Securities and Exchange Board of India (“SEBI”) has issued Securities and Exchange Board of India (Listing Obligations and Disclosure Requirements) (Third Amendment) Regulations, 2024 (“Amendments”) to further amend Securities and Exchange Board of India (Listing Obligations and Disclosure Requirements) Regulations, 2015 (“Regulations”). The Amendments took effect on December 12, 2024. However, specific amendments, as detailed in points 7 and 10 below, will come into force from December 31, 2024.
Key highlights of the amendments are mentioned below:
- The definition of “Half Year” has been removed.
- The following have been added to the definition of “Related Party Transaction” (RPT):
- Acceptance of current account deposits and savings account deposits by banks, in compliance with directions issued by the Reserve Bank of India or any other relevant central bank, will not be considered RPT.
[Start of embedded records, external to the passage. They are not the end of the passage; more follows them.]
Issue #6935, opened 2022-06-10
Glitches when adding newlines


jcubic:
I'm not sure if this is because of bugs in PEG.js mode but I have weird results when I'm adding newlines to the editor. Somethings all lines are broken sometimes they are fixed.

![PEGJS_mode](https://user-images.githubusercontent.com/280241/173076875-7d29cdf3-9561-4a70-8dcf-669162d95ebe.gif)

This may be because incremental parser and PEG.js have inner JS mode.

Do you think that the problem is in PEG.js mode or in CodeMirror?

jcubic:
I'm not sure but I don't see only

```javascript
state.localState = CodeMirror.startState(jsMode);
```

I don't see anywhere ending the mode in PEG.js (no "}" check anywhere). Maybe that is the problem. But I'm not sure how to turn off the inner mode, there is no `endState` in CodeMirror.

marijnh:
There is no file named PEG.js in the CodeMirror distribution. Is this about pegjs.js, or some 3rd party mode?

jcubic:
About default pegjs.js mode that is included in the library. The name for the parser generator is PEG.js so I used the name of the project not the filename.

marijnh:
Your PR looks rather unfinished and confused, and this issue doesn't provide a bug description that I can reproduce, so at this point I can't really do much. Also, that mode was contributed and I'm not willing to invest a lot of time into it.

jcubic:
Yes, the PR is broken, I thought that I've fixed the pegjs mode but I'm not able to make it work the same as htmlmixed. I'm getting stack overflow when trying to get pegjs mode inside pegjs mode. It's really hard because there is no detailed documentation how to write modes. At least I didn't find any.

PR #6936, opened 2022-06-10
fix PegJS mode

jcubic:
The fix is partial for #6935 it works better but there are still issues when adding a new line.

The code for the token in the state is taken from the htmlmixed mode.

I've added `'\x5d'` instead of `']'` because it was breaking JS mode.

I can try to fix the other issue (when editing code in Rule) but I will need some help. I have no clue what is happening and why the code is changing the styling (similar to the linked issue but later in the code).


jcubic:
I'm not sure why but my code doesn't exist JS mode.

jcubic:
Sorry, I have no idea how to create a nested mode. Every example uses some other mode. Based on htmlmixed mode I'm not able to reference pegjs mode from inside pegjs to make it work like htmlmixed.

- Retail purchases made by directors or employees of a listed entity or its subsidiary, without establishing a business relationship and under terms uniformly applicable to all employees and directors, will not be considered RPT.
- A definition for “SR equity shares” has been introduced.
- The Compliance Officer must now be an officer in whole-time employment of the listed entity, not more than one level below the board of directors, and designated as a Key Managerial Personnel (KMP).
- Any vacancy in the office of the Compliance Officer of a listed entity, where a resolution plan has been approved, must be filled within three months of such approval.
- The requirement to submit a compliance certificate to the exchange, signed by both the Compliance Officer of the listed entity and the authorized representative of the share transfer agent, has been removed.
- SEBI will notify the format and timelines for the submission of investor complaints.
- Every listed entity and its material unlisted subsidiaries incorporated in India must now undergo Secretarial Audit by a Peer-Reviewed Company Secretary. The Secretarial Audit Report, in the specified format, must be annexed to the annual report of the listed entity.
- The eligibility criteria, qualifications, and disqualifications for a Secretarial Auditor have been provided.
- SEBI will specify the format and timelines for submission of the quarterly compliance report on corporate governance.
- Disclosures to stock exchanges must now be made in XBRL format, following the guidelines specified by the exchanges.
- Listed entities must ensure a minimum gap of five days between two record dates.
- Proxy forms will no longer be required for general meetings held exclusively through electronic mode.
- The requirement to file a certificate certifying that all certificates for transfer, subdivision, consolidation, renewal, exchange, or endorsement of calls/allotment monies have been issued within thirty days of lodgement has been removed.